There's never a slow news week in Jackson, Miss., and last week was no exception. Here are the local stories JFP reporters brought you in case you missed them:
- Sen. Hob Bryan, D-Amory, had one more trick up his sleeve on Thursday, when he introduced a motion to recommit the new education funding proposal to committee killing it, which all the Democrats and eight Republicans supported.
- Senators passed House Bill 957 out of the Senate Education Committee on Tuesday, Feb. 27, and Sen. Gray Tollison, R-Oxford, made minor adjustments to the House proposal, including changing how low-income students are defined.
- Police say five officer-involved shootings have occurred have occurred since Mayor Chokwe Antar Lumumba took office in July 2017. The Jackson Free Press counts seven in that timeframe as of March 1.
- Opening in 1987, the Sandifer House on Jefferson Street offered men and women living with the disease respite from the continuing stigma of being HIV-positive in the early years of the AIDS crisis.
- Corey Wiggins, the executive director of the Mississippi NAACP, called on lawmakers to work to restore voting rights for the more than 218,000 Mississippians who are disenfranchised, at a press conference at the Capitol this session.
- Ruth Jinkiri hosts classes in the autism resource center in the Eudora Welty Library for as many as 135 local families. The classes include 3-year-olds all the way up to 60-year-olds who are on the autism spectrum.
- Jackson Public Schools Board Vice President Ed Sivak and President Jeanne Hairston said they plan to have a new superintendent in place for the district by July 1, 2018.

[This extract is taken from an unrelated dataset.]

PR #2036, opened 2025-07-21
Fix: filter lookup not retaining scope information

mrkaye97:
# Description

Fixing an issue where multiple messages are read off the queue with events that reference the same workflow, but many different scopes. We'd create a single mapping with a workflow id to a list of filters, but this was incorrect because it'd intermingle the scopes from the different events. Instead, we need to key on both the workflow id _and_ the scope.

- Mayor Chokwe Antar Lumumba signed a narrow executive order on Feb. 26 to stop Jackson Police Department from sending out mugshots of those involved in officer-involved shootings. He also said the City would no longer release mugshots of juveniles.
- The Jackson City Council convened at 6 p.m. on Feb. 27 for a regular council meeting to discuss an open-container ordinance, bike shares in Jackson and to present author Angie Thomas with a key to the city.
- Proponents of the "One Lake" project along the Pearl River through Jackson got a financial boost when the Mississippi House of Representatives passed a nearly $100-million bond and loan measure by a three-vote margin on Thursday.